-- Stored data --
+---+
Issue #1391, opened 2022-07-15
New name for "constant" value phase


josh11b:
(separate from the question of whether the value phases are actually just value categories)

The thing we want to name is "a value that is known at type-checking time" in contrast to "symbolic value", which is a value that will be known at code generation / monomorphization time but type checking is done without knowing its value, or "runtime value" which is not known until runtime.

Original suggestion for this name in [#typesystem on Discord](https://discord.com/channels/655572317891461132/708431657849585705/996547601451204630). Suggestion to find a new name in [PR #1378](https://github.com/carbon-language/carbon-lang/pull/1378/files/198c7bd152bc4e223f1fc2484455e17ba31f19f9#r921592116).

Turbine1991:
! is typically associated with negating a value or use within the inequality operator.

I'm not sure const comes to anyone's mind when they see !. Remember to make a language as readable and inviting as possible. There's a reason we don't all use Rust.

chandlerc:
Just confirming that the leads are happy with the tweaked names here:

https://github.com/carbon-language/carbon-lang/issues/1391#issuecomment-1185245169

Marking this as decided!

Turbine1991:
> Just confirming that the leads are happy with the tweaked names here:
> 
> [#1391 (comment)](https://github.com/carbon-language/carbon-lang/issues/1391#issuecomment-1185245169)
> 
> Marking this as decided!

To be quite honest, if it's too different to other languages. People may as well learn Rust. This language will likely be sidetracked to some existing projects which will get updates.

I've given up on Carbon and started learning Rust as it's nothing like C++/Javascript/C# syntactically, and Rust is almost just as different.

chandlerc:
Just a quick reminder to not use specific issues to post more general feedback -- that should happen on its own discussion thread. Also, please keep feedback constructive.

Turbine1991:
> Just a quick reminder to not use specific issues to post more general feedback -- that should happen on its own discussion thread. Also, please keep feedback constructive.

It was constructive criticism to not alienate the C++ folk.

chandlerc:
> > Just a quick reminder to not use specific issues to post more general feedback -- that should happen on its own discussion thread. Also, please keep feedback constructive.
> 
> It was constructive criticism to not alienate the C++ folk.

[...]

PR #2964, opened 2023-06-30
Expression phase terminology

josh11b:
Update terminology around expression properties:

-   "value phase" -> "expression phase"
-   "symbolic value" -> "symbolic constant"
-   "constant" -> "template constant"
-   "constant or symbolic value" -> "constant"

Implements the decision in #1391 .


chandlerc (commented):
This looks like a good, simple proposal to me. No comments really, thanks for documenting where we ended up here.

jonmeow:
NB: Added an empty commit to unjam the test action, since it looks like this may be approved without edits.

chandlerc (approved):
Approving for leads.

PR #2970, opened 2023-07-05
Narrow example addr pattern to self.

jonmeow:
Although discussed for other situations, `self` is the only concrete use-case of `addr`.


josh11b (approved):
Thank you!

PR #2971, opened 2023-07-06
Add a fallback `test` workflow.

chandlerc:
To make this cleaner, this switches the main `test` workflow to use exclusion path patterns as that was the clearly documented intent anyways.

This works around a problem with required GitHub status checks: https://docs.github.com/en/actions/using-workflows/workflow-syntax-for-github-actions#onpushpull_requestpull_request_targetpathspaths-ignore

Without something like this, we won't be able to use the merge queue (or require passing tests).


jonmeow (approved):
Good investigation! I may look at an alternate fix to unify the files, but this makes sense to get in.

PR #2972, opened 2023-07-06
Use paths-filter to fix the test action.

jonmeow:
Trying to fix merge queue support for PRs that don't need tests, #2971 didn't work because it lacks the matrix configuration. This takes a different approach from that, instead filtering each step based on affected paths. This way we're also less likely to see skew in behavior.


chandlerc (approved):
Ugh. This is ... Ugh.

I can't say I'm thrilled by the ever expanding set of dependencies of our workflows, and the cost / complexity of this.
+---+
Determine how many lines in the records include the string "constant". Only that number should be given.

-- Result of this exercise --
4